DATA FOR PROCESSING:

PR #151, opened 2025-05-28
Install Keycloak in stage

ryanjjung:
This PR introduces a new Fargate cluster to run KeyCloak on.

While introducing the new service, it became apparent that some rejankering with `__main__.py` was necessary to avoid writing more and more of the same code pattern to set security group rule sources. That has been reconfigured to loop over YAML mapping entries and to use the service names to line up all the rules.

Finally, this repo had been pinned to tb_pulumi's main branch to take advantage of a feature that had not been released. It has since been released, so I have pinned this to that version.

### DIFF
--- a/pulumi/Pulumi.stage.yaml
+++ b/pulumi/Pulumi.stage.yaml
@@ -40,3 +40,13 @@ config:
     secure: AAABALvrXmWRSnWv5rAY9ZOC0i+b1cjaHv3ON4xnrykNFC8AAl97TU3LW482PB1jAftoFRqgT0oxfkRle5gvxjfvz69qppZR6antftiGvwa3NXjf2yuPk16B95ephQBeszjr+lOR
   accounts:paddle-api-key:
     secure: AAABAGvRiB3sw8q8fjWKnbDYD+YWmIJ2FoTk911ZUtbSPvhgXSmSCdYfYdOqT4qqVn/btZm4RnqWb/ZKiHnTWz+uq5jcd3vHiIYHvNh/pAsVJTb/NPZwNiVBoMYQ6d4B7xGXoyY=
+  accounts:keycloak-database-host:
+    secure: AAABABvUj9oQDBM4eIxCdWfO2cucEL5Hi/pgIVJqnEyKzL43bFeIcjlv8qDRsh2746Cyh1He3FYMgI+o4QkzcNeVPbUlWdqsC9ZVax/qjb0rk8u1O9tf4Q==
+  accounts:keycloak-database-name:
+    secure: AAABAJmBTRWkmJ1XQ5Hwaar39+g/hcOnsVPLy/xovtgYKDjIav1qkQ==
+  accounts:keycloak-database-user:
+    secure: AAABANqTjC2te5v5jJpJF/hOplSIzzIIHaIAm2Otks7oHymg3lYUtvF9KbunqQ==
+  accounts:keycloak-database-password:
+    secure: AAABADZZBpSAN5LhftkPxRF5Kc0FhNgCU65V8Zp0VwxuhzQHuyySFMrleK5NDw/c
+  accounts:keycloak-admin-password:
+    secure: AAABAJickUKn6Zxpqow593gbQbotzoY+vNQBG0xXhOQrRsaCtCs6XpSN55UXSRpig5vBtFPO4vPopG+/rQ==
--- a/pulumi/__main__.py
+++ b/pulumi/__main__.py
@@ -10,6 +10,11 @@ import tb_pulumi.fargate
 import tb_pulumi.network
 import tb_pulumi.secrets
 
+
+MSG_LB_MATCHING_CONTAINER='In this stack, container security groups must have matching load balancer security groups.'
+MSG_LB_MATCHING_CLUSTER='In this stack, Fargate clusters must have matching load balancer security groups.'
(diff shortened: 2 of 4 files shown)


pulumi/Pulumi.stage.yaml
```diff
@@ -40,3 +40,13 @@ config:
...
     secure: AAABAGvRiB3sw8q8fjWKnbDYD+YWmIJ2FoTk911ZUtbSPvhgXSmSCdYfYdOqT4qqVn/btZm4RnqWb/ZKiHnTWz+uq5jcd3vHiIYHvNh/pAsVJTb/NPZwNiVBoMYQ6d4B7xGXoyY=
+  accounts:keycloak-database-host:
+    secure: AAABABvUj9oQDBM4eIxCdWfO2cucEL5Hi/pgIVJqnEyKzL43bFeIcjlv8qDRsh2746Cyh1He3FYMgI+o4QkzcNeVPbUlWdqsC9ZVax/qjb0rk8u1O9tf4Q==
+  accounts:keycloak-database-name:
+    secure: AAABAJmBTRWkmJ1XQ5Hwaar39+g/hcOnsVPLy/xovtgYKDjIav1qkQ==
+  accounts:keycloak-database-user:
+    secure: AAABANqTjC2te5v5jJpJF/hOplSIzzIIHaIAm2Otks7oHymg3lYUtvF9KbunqQ==
+  accounts:keycloak-database-password:
+    secure: AAABADZZBpSAN5LhftkPxRF5Kc0FhNgCU65V8Zp0VwxuhzQHuyySFMrleK5NDw/c
+  accounts:keycloak-admin-password:
```
ryanjjung, line 51: This is the password for the `temp-admin` account that Mailstrom creates at bootstrapping time. I have already set up a real admin user and disabled this in stage.

pulumi/config.stage.yaml
```diff
@@ -20,49 +20,101 @@ resources:
...
+              from_port: 443
+              to_port: 443
+          egress:
+            - description: Allow outbound traffic to anywhere
+              protocol: tcp
+              from_port: 0
+              to_port: 65535
+              cidr_blocks:
+                - 0.0.0.0/0
+      keycloak-mgmt: null
```
ryanjjung, line 62: We do not expose the management port to anything external.

pulumi/__main__.py
```diff
@@ -58,36 +65,36 @@
...
     **redis_opts,
 )
 
 # Build Fargate clusters to run our containers
-fargate_clusters = {
-    cluster: tb_pulumi.fargate.FargateClusterWithLogging(
-        name=f'{project.name_prefix}-fargate-{cluster}',
+fargate_clusters = {}
+for service, opts in resources['tb:fargate:FargateClusterWithLogging'].items():
+    lb_sg_ids = [lb_sgs[service].resources['sg'].id] if lb_sgs[service] else []
```
MelissaAutumn, line 82: Do we need `(service in lb_sgs and lb_sgs[service])` or will service always be in lb_sgs and will never ever through a key error? 😄

MelissaAutumn: We could also wrap this in a try/catch and yell the developer to fix their stuff if service is in fargate but not sg.

pulumi/__main__.py
```diff
@@ -58,36 +65,36 @@
...
+    depends_on = [
+        container_sgs[service].resources['sg'],
+        *vpc.resources['subnets'],
+    ]
+    if lb_sgs[service]:
```
MelissaAutumn, line 87: again here, check if service is in lb_sgs first, otherwise this may throw a key error.

pulumi/config.stage.yaml
```diff
@@ -20,49 +20,101 @@ resources:
...
+          ingress:
+            - description: Allow traffic from the load balancer to the service port
+              protocol: tcp
+              from_port: 8080
+              to_port: 8080
+            # KeyCloak exposes health checks on the management port. Don't route any real traffic here.
+            - description: Allow traffic from the load balancer to the management port
+              protocol: tcp
+              from_port: 9000
+              to_port: 9000
```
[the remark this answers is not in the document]
MelissaAutumn: cool and I'm guessing the keycloak management api? (I haven't looked where this is kept)

pulumi/config.stage.yaml
```diff
@@ -103,6 +149,77 @@ resources:
...
+            port: 9000
+      task_definition:
+        network_mode: awsvpc
+        cpu: 512
+        memory: 2048
+        requires_compatibilities:
+          - FARGATE
+        container_definitions:
+          keycloak:
+            image: quay.io/keycloak/keycloak:26.2
```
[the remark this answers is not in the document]
MelissaAutumn: That's an odd choice, I wonder if they follow semver properly or if minor versions can potentially break installs.

MelissaAutumn (approved):
looks good, one small fix and you should be good to merge!

pulumi/__main__.py
ryanjjung: Hrm, I'm not sure. A KeyError seems likely. I know I threw a few when I was initially working through this. It's how I knew things weren't right. I left a comment in the config file, which is where I imagine most changes will happen, but I can implement a more robust input validation here.

pulumi/__main__.py
ryanjjung: I [pushed a commit](https://github.com/thunderbird/thunderbird-accounts/pull/151/commits/6aa29bf830645e80c10659b66b98b277f4da1cd4) to validate all of these inputs.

WHAT YOU HAVE TO DO:
Check every line above for the string "FargateClusterWithLogging" and copy those that have it.

TASK OUTPUT:
-    cluster: tb_pulumi.fargate.FargateClusterWithLogging(
+for service, opts in resources['tb:fargate:FargateClusterWithLogging'].items():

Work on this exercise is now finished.